[Items listed in a dataset]
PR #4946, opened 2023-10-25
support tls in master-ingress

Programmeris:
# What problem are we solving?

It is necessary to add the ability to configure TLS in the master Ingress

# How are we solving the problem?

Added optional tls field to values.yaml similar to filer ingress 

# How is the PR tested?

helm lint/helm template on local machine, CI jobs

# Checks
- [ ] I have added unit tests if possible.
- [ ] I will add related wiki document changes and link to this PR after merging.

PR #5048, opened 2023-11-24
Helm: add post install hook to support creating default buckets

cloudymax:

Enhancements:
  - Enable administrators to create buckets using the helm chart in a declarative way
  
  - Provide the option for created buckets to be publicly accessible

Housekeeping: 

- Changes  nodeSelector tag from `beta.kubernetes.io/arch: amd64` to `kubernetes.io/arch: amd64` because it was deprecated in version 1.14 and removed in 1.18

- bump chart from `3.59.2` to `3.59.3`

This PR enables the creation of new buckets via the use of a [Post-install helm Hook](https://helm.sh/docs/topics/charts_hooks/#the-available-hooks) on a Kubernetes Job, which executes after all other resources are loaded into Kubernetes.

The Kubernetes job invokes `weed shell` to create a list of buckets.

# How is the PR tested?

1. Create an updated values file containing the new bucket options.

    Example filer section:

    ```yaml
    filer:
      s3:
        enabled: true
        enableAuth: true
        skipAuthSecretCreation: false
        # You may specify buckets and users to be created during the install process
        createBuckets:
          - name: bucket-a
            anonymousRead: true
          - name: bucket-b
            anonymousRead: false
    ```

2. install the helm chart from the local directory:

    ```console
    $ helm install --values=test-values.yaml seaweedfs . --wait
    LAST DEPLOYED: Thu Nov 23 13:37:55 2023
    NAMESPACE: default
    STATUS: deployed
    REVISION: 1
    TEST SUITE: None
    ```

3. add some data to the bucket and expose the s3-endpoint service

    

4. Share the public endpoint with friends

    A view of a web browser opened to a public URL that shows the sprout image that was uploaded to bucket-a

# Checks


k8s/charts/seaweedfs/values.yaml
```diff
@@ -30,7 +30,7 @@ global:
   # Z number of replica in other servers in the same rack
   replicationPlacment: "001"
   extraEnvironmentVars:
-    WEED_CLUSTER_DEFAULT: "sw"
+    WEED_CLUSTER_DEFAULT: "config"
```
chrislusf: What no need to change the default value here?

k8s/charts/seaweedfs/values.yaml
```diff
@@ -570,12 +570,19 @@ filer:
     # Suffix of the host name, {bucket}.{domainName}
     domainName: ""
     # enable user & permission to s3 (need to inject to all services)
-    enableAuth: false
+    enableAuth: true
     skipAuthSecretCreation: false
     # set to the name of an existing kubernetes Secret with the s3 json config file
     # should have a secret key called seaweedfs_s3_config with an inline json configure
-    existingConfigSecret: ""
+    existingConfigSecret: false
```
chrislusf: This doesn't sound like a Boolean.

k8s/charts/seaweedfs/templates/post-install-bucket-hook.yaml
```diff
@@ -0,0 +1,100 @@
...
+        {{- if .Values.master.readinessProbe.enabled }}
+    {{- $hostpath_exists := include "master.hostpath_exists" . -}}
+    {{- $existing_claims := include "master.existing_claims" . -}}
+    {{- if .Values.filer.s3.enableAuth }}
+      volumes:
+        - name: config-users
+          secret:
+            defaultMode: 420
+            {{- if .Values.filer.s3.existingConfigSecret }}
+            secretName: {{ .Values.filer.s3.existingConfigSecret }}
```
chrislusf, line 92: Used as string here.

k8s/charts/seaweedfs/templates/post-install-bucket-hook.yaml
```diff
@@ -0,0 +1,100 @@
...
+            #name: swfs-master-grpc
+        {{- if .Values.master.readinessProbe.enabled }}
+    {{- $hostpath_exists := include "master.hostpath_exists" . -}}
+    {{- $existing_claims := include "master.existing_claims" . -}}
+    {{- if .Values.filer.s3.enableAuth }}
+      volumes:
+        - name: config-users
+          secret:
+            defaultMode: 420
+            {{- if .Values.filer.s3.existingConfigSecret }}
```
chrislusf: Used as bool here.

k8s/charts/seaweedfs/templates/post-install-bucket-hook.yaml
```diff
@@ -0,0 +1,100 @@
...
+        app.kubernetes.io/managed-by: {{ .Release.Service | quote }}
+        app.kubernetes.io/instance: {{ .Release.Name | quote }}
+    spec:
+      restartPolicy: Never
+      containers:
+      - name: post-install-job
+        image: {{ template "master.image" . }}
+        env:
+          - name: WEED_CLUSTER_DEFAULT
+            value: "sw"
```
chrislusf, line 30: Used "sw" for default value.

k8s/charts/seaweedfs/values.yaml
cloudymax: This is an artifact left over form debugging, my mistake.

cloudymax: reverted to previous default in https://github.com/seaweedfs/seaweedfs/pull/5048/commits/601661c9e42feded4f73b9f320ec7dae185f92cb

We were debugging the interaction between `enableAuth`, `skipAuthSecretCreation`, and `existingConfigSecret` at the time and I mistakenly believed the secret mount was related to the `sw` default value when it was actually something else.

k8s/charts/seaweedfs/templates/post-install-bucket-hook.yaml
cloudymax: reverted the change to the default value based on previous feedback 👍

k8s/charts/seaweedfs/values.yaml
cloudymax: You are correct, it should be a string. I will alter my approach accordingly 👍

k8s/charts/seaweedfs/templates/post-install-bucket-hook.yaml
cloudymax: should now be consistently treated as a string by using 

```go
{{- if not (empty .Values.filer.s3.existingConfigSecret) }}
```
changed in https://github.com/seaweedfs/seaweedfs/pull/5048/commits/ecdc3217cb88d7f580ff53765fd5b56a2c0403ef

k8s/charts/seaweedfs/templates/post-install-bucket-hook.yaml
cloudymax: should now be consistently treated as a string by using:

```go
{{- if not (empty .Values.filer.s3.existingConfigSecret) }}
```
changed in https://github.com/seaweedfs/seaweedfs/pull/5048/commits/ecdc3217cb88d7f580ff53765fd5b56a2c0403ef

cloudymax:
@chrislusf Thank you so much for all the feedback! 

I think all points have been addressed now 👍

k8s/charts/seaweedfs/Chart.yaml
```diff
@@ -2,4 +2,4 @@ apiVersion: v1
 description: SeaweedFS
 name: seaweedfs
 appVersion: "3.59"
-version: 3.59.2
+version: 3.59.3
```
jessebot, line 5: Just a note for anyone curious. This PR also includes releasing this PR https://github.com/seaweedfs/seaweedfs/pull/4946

About this exercise:
All entries are to be retyped with no difference from the original.

Final answer:
PR #4946, opened 2023-10-25
support tls in master-ingress

Programmeris:
# What problem are we solving?

It is necessary to add the ability to configure TLS in the master Ingress

# How are we solving the problem?

Added optional tls field to values.yaml similar to filer ingress 

# How is the PR tested?

helm lint/helm template on local machine, CI jobs

# Checks
- [ ] I have added unit tests if possible.
- [ ] I will add related wiki document changes and link to this PR after merging.

PR #5048, opened 2023-11-24
Helm: add post install hook to support creating default buckets

cloudymax:

Enhancements:
  - Enable administrators to create buckets using the helm chart in a declarative way
  
  - Provide the option for created buckets to be publicly accessible

Housekeeping: 

- Changes  nodeSelector tag from `beta.kubernetes.io/arch: amd64` to `kubernetes.io/arch: amd64` because it was deprecated in version 1.14 and removed in 1.18

- bump chart from `3.59.2` to `3.59.3`

This PR enables the creation of new buckets via the use of a [Post-install helm Hook](https://helm.sh/docs/topics/charts_hooks/#the-available-hooks) on a Kubernetes Job, which executes after all other resources are loaded into Kubernetes.

The Kubernetes job invokes `weed shell` to create a list of buckets.

# How is the PR tested?

1. Create an updated values file containing the new bucket options.

    Example filer section:

    ```yaml
    filer:
      s3:
        enabled: true
        enableAuth: true
        skipAuthSecretCreation: false
        # You may specify buckets and users to be created during the install process
        createBuckets:
          - name: bucket-a
            anonymousRead: true
          - name: bucket-b
            anonymousRead: false
    ```

2. install the helm chart from the local directory:

    ```console
    $ helm install --values=test-values.yaml seaweedfs . --wait
    LAST DEPLOYED: Thu Nov 23 13:37:55 2023
    NAMESPACE: default
    STATUS: deployed
    REVISION: 1
    TEST SUITE: None
    ```

3. add some data to the bucket and expose the s3-endpoint service

    

4. Share the public endpoint with friends

    A view of a web browser opened to a public URL that shows the sprout image that was uploaded to bucket-a

# Checks


k8s/charts/seaweedfs/values.yaml
```diff
@@ -30,7 +30,7 @@ global:
   # Z number of replica in other servers in the same rack
   replicationPlacment: "001"
   extraEnvironmentVars:
-    WEED_CLUSTER_DEFAULT: "sw"
+    WEED_CLUSTER_DEFAULT: "config"
```
chrislusf: What no need to change the default value here?

k8s/charts/seaweedfs/values.yaml
```diff
@@ -570,12 +570,19 @@ filer:
     # Suffix of the host name, {bucket}.{domainName}
     domainName: ""
     # enable user & permission to s3 (need to inject to all services)
-    enableAuth: false
+    enableAuth: true
     skipAuthSecretCreation: false
     # set to the name of an existing kubernetes Secret with the s3 json config file
     # should have a secret key called seaweedfs_s3_config with an inline json configure
-    existingConfigSecret: ""
+    existingConfigSecret: false
```
chrislusf: This doesn't sound like a Boolean.

k8s/charts/seaweedfs/templates/post-install-bucket-hook.yaml
```diff
@@ -0,0 +1,100 @@
...
+        {{- if .Values.master.readinessProbe.enabled }}
+    {{- $hostpath_exists := include "master.hostpath_exists" . -}}
+    {{- $existing_claims := include "master.existing_claims" . -}}
+    {{- if .Values.filer.s3.enableAuth }}
+      volumes:
+        - name: config-users
+          secret:
+            defaultMode: 420
+            {{- if .Values.filer.s3.existingConfigSecret }}
+            secretName: {{ .Values.filer.s3.existingConfigSecret }}
```
chrislusf, line 92: Used as string here.

k8s/charts/seaweedfs/templates/post-install-bucket-hook.yaml
```diff
@@ -0,0 +1,100 @@
...
+            #name: swfs-master-grpc
+        {{- if .Values.master.readinessProbe.enabled }}
+    {{- $hostpath_exists := include "master.hostpath_exists" . -}}
+    {{- $existing_claims := include "master.existing_claims" . -}}
+    {{- if .Values.filer.s3.enableAuth }}
+      volumes:
+        - name: config-users
+          secret:
+            defaultMode: 420
+            {{- if .Values.filer.s3.existingConfigSecret }}
```
chrislusf: Used as bool here.

k8s/charts/seaweedfs/templates/post-install-bucket-hook.yaml
```diff
@@ -0,0 +1,100 @@
...
+        app.kubernetes.io/managed-by: {{ .Release.Service | quote }}
+        app.kubernetes.io/instance: {{ .Release.Name | quote }}
+    spec:
+      restartPolicy: Never
+      containers:
+      - name: post-install-job
+        image: {{ template "master.image" . }}
+        env:
+          - name: WEED_CLUSTER_DEFAULT
+            value: "sw"
```
chrislusf, line 30: Used "sw" for default value.

k8s/charts/seaweedfs/values.yaml
cloudymax: This is an artifact left over form debugging, my mistake.

cloudymax: reverted to previous default in https://github.com/seaweedfs/seaweedfs/pull/5048/commits/601661c9e42feded4f73b9f320ec7dae185f92cb

We were debugging the interaction between `enableAuth`, `skipAuthSecretCreation`, and `existingConfigSecret` at the time and I mistakenly believed the secret mount was related to the `sw` default value when it was actually something else.

k8s/charts/seaweedfs/templates/post-install-bucket-hook.yaml
cloudymax: reverted the change to the default value based on previous feedback 👍

k8s/charts/seaweedfs/values.yaml
cloudymax: You are correct, it should be a string. I will alter my approach accordingly 👍

k8s/charts/seaweedfs/templates/post-install-bucket-hook.yaml
cloudymax: should now be consistently treated as a string by using 

```go
{{- if not (empty .Values.filer.s3.existingConfigSecret) }}
```
changed in https://github.com/seaweedfs/seaweedfs/pull/5048/commits/ecdc3217cb88d7f580ff53765fd5b56a2c0403ef

k8s/charts/seaweedfs/templates/post-install-bucket-hook.yaml
cloudymax: should now be consistently treated as a string by using:

```go
{{- if not (empty .Values.filer.s3.existingConfigSecret) }}
```
changed in https://github.com/seaweedfs/seaweedfs/pull/5048/commits/ecdc3217cb88d7f580ff53765fd5b56a2c0403ef

cloudymax:
@chrislusf Thank you so much for all the feedback! 

I think all points have been addressed now 👍

k8s/charts/seaweedfs/Chart.yaml
```diff
@@ -2,4 +2,4 @@ apiVersion: v1
 description: SeaweedFS
 name: seaweedfs
 appVersion: "3.59"
-version: 3.59.2
+version: 3.59.3
```
jessebot, line 5: Just a note for anyone curious. This PR also includes releasing this PR https://github.com/seaweedfs/seaweedfs/pull/4946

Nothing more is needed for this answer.